- What to work on -
Pull every line that includes the word "kubectl" from the data.

- Input -
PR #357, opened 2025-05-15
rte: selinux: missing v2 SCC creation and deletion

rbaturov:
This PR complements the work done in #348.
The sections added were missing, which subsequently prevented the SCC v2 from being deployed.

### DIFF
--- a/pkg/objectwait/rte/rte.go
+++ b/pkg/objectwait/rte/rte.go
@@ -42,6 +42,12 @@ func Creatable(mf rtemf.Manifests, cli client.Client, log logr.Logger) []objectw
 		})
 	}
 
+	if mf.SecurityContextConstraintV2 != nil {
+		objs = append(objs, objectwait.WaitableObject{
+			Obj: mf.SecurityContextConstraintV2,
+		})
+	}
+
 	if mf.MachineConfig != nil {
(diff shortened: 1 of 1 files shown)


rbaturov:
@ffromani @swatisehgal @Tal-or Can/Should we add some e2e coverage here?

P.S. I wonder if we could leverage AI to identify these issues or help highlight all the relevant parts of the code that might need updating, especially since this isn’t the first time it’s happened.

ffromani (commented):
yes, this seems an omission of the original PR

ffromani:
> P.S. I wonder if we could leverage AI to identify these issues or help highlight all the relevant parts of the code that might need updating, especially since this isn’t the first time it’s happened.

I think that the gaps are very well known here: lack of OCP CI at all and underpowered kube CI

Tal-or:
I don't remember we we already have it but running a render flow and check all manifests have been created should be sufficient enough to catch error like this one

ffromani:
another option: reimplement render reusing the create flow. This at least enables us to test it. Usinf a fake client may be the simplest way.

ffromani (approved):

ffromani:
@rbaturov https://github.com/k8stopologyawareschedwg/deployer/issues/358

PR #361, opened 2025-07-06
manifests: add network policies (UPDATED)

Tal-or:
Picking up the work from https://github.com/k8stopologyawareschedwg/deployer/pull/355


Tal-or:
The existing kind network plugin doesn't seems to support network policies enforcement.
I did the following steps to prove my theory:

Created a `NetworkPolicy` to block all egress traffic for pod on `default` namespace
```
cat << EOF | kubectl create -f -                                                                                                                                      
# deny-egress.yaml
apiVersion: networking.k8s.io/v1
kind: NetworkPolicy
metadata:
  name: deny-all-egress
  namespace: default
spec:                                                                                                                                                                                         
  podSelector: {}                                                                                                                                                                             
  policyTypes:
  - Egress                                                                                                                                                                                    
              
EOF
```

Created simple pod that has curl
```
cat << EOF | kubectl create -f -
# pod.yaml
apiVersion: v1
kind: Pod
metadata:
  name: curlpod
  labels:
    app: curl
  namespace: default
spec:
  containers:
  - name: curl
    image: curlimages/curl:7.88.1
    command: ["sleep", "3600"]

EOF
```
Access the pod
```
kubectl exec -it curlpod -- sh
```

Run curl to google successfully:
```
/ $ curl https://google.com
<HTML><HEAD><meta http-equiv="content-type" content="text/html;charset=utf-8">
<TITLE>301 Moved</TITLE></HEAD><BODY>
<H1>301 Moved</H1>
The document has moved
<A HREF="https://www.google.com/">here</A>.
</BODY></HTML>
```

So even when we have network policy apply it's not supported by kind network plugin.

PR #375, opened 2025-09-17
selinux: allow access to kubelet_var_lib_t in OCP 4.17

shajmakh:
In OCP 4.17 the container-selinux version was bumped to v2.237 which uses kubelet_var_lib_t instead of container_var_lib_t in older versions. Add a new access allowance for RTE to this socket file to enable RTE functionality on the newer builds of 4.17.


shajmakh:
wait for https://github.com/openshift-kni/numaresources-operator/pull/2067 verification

--

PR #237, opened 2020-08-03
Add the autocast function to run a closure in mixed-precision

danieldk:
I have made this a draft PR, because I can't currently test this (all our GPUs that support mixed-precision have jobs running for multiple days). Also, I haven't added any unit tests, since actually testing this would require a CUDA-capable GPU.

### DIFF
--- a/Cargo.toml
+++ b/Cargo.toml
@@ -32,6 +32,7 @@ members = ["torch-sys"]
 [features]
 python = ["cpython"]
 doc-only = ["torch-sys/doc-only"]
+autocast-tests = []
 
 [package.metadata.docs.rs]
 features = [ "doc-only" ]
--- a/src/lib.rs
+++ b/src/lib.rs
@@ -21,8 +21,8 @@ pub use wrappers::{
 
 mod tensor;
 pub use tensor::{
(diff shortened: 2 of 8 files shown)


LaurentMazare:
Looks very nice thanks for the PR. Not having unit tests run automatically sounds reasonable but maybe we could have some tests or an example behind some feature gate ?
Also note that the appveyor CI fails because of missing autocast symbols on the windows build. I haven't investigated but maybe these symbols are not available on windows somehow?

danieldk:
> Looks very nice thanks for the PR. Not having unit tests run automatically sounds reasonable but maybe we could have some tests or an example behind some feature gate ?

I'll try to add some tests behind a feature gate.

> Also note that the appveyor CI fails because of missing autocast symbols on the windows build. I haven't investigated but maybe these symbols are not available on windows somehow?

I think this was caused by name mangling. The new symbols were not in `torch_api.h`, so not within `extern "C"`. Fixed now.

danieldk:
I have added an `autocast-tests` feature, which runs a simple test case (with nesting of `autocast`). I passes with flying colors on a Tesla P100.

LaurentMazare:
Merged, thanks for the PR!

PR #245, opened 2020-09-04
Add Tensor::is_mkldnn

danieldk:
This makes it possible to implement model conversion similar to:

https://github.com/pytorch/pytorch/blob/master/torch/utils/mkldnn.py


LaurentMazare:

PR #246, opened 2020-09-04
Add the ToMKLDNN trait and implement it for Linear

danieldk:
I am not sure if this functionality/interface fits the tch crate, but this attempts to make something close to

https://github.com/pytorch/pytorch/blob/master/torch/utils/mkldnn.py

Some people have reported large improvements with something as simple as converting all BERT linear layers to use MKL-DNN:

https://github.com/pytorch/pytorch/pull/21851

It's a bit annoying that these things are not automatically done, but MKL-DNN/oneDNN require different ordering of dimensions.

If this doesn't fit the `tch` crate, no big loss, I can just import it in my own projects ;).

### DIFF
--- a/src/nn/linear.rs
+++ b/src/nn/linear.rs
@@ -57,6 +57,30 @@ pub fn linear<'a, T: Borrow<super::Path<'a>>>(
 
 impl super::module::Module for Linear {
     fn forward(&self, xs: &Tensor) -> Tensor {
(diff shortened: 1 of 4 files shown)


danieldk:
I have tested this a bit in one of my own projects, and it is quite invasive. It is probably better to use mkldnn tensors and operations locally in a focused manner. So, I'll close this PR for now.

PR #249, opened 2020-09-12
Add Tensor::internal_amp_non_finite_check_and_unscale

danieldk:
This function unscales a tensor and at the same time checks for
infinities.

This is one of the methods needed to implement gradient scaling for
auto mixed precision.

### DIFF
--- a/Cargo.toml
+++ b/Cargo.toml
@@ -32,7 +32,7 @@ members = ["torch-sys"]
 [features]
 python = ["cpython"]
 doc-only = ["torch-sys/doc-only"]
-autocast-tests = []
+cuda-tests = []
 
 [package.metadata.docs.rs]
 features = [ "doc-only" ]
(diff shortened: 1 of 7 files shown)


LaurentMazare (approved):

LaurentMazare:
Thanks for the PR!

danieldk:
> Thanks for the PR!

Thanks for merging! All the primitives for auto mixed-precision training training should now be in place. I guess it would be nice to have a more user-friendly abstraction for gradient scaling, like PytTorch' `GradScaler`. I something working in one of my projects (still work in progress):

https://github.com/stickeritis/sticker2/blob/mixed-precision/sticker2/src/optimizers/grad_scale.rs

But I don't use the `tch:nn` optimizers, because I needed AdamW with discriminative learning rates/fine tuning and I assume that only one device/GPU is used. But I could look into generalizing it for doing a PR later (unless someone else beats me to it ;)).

- Answer -
cat << EOF | kubectl create -f -                                                                                                                                      
cat << EOF | kubectl create -f -
kubectl exec -it curlpod -- sh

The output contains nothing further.